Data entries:

PR #1045, opened 2022-01-26
Consider stretched elements as visible

### LINKED ISSUE #985: `isVisible` does not account for some "background-only" elements
```html
<style>
  .bg {
    position: absolute;
    top: 1px;
    bottom: 1px;
    left: 1px;
    right: 1px;
    background-color: blue;
  }
</style>
<div class="bg"> </div>
```
This is considered has not visible by `isVisible` (because it has no content) while it pretty much is (depending on the offset parent). In turn, this causes it to be not considered by `hasInterposedDescendants` while it is pretty much the kind of cases we want to catch 🙈 

- [ ] Follow up on DEV-12555

Jym77:
Resolves #985 
I needed it to streamline test cases for #1033 😄


zsofitoth (approved):
LGTM 👍

PR #1047, opened 2022-01-27
Added version tag and marked ER62 and ER87 as version 2

### LINKED ISSUE #1043: Add "versions" tags to experimental rules
Create a version tag (https://github.com/Siteimprove/alfa/tree/main/packages/alfa-rules/src/tags) that holds a number, and add it to the experimental rules that need to live next to the existing version of the rule (ER62, ER87).
These rules can also share the URI since they are now differentiated by version.
Rules with no version are implicitly version 1.

zsofitoth:
Resolves #1043

### DIFF
--- a/docs/review/api/alfa-rules.api.md
+++ b/docs/review/api/alfa-rules.api.md
@@ -596,6 +596,33 @@ export namespace Stability {
     const Stable: Stability<"stable">;
 }
 
+// @public (undocumented)
+export class Version<N extends number = number> extends Tag<"version"> {
+    // (undocumented)
+    equals(value: Version): boolean;
+    // (undocumented)
+    equals(value: unknown): value is this;
+    // (undocumented)
+    static of<N extends number>(version: N): Version<N>;
+    // (undocumented)
+    toJSON(): Version.JSON<N>;
+    // (undocumented)
+    get type(): "version";
+    // (undocumented)
+    get version(): N;
+}
+
+// @public (undocumented)
+export namespace Version {
+    // (undocumented)
+    export function isVersion<T extends string>(value: unknown, type?: T): value is Version;
+    // (undocumented)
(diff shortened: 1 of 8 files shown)


packages/alfa-rules/src/tags/version.ts
```diff
@@ -0,0 +1,49 @@
...
+}
+
+/**
+ * @public
+ */
+export namespace Version {
+  export interface JSON<N extends number = number> extends Tag.JSON<"version"> {
+    version: N;
+  }
+}
```
Jym77, line 49: We should have a `isVersion` type predicate here, it can help for filtering later.

(we can also add one to `Scope` and `Stability` tags… not sure why they are missing there… I guess because scope and stability are essentially enumerated, but version is not and we might want to filter outcomes by `rule.hasTag(tag => Version.isVersion(tag) && tag.version > 3)`)

Jym77:
Also, you need to run `yarn document` and commit the changes to update the documentation. The CI doesn't like it otherwise.

docs/review/api/alfa-rules.api.md
```diff
@@ -576,7 +576,7 @@ export class Stability<S extends string = string> extends Tag<"stability"> {
     // (undocumented)
     equals(value: unknown): value is this;
     // (undocumented)
-    static of<S extends string>(stabiltiy: S): Stability<S>;
+    static of<S extends string>(stability: S): Stability<S>;
```
zsofitoth, line 579: It seems this is the only change to the documentation, nothing to the version. I wonder if I should export version similarly as it was done with `scope` and `stability` here: https://github.com/Siteimprove/alfa/blob/main/packages/alfa-rules/src/index.ts#L6-L7

I'm thinking Dory would probably need it

Jym77 (approved):

PR #1050, opened 2022-01-28
Sub, sup elements are ignored

### LINKED ISSUE #971: SIA-R75 should not assess font size of superscript and subscript
Hello! I received another question about superscript and subscript HTML elements causing errors. 

This time the question is if it is reasonable to fail "Font size are not too small" when the font element in question is within a `<sup>` or `<sub>` HTML element. They are by nature smaller than the paragraph font size, but should we still require that textual content to be above 9px computed font size?

elenamongelli:
Resolves #971


zsofitoth (approved):
LGTM 👍

Jym77 (approved):

PR #1053, opened 2022-02-01
SIA-ER62: Tell in diagnostics all distinguishable properties

### LINKED ISSUE #1044: SIA-ER62: Tell in diagnostic which property is distinguishing
The current diagnostic sends all the (relevant) CSS properties that are different from their initial value so that the link can be displayed in a "look alike" version of the real one.

We want to expand the decorator to also say which of these properties are **different** from the surrounding container. So that
```html
<p style="font-weight: 700">
  Lorem <a href="…" style="text-decoration: underline; font-weight: 700">Link</a>
</p>
```
We send both boldness, color and underline to display the link currently, but we point that only `text-decoration` is good as distinguishing factor.

It might be easier to just add a new field to the diagnostic (rather than shoehorn it into the existing `styles` serialisation). This will likely require [`isDistinguishable`](https://github.com/Siteimprove/alfa/blob/main/packages/alfa-rules/src/sia-er62/rule.ts#L381-L404) to stop being lazy 😖 so we can gather all the distinguishing factors rather than stopping at the first (should be OK because computed values of style are cached, so the extra computation should be low).

See also CE-5787

zsofitoth:
Resolves #1044 
Splits tests up for ER62 
Removes 2 duplicated tests (`evaluate() passes an <a> element in superscript` and `evaluates() passes on link with a different background-image than text`)


packages/alfa-rules/src/sia-er62/rule.ts
```diff
@@ -383,26 +397,68 @@ function hasNonLinkText(device: Device): Predicate<Element> {
 namespace Distinguishable {
   export function isDistinguishable(
     container: Element,
+    target: Element,
     device: Device,
     context: Context = Context.empty()
-  ): Predicate<Element> {
-    return or(
+  ): Predicate<Element>[] {
+    let predicates: Array<
```
Jym77, line 404: We should keep the same order as they used to be (more or less).
There are two group of distinguishing factors: those that need to be different from the container, and those whose mere presence is enough. The new order is mixing these two groups.
We can still `.sort` the array immediately upon building, since the code doesn't care about the order.

packages/alfa-rules/src/sia-er62/rule.ts
```diff
@@ -383,26 +397,68 @@ function hasNonLinkText(device: Device): Predicate<Element> {
 namespace Distinguishable {
   export function isDistinguishable(
     container: Element,
+    target: Element,
     device: Device,
     context: Context = Context.empty()
-  ): Predicate<Element> {
-    return or(
+  ): Predicate<Element>[] {
```
Jym77, line 403:
```suggestion
  ): Array<Predicate<Element>> {
```

Jym77 (changes requested):
A bit of polishing.

packages/alfa-rules/src/sia-er62/rule.ts
```diff
@@ -237,14 +244,21 @@ export default Rule.Atomic.of<Page, Element>({
                 )
               );
 
+              const properties = distinguishingProperties
+                .get(context)
+                .getOr(Map.empty<Element, List<DistinguishingProperty>>())
+                .get(link)
+                .getOr(List.empty<DistinguishingProperty>());
```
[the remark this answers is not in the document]
zsofitoth: It looks like when it comes to evaluation of `List.empty` I get the error:
```
...alfa/packages/alfa-list/src/list.ts:39
    return this._empty;
                ^

TypeError: Cannot read properties of undefined (reading '_empty')
```

`.getOrElse(() => List.empty())` seems to work fine instead.

Jym77 (approved):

#### Task to carry out
Out of the preceding entries, pull each line that contains the word "underline".

#### Expected output
  Lorem <a href="…" style="text-decoration: underline; font-weight: 700">Link</a>
We send both boldness, color and underline to display the link currently, but we point that only `text-decoration` is good as distinguishing factor.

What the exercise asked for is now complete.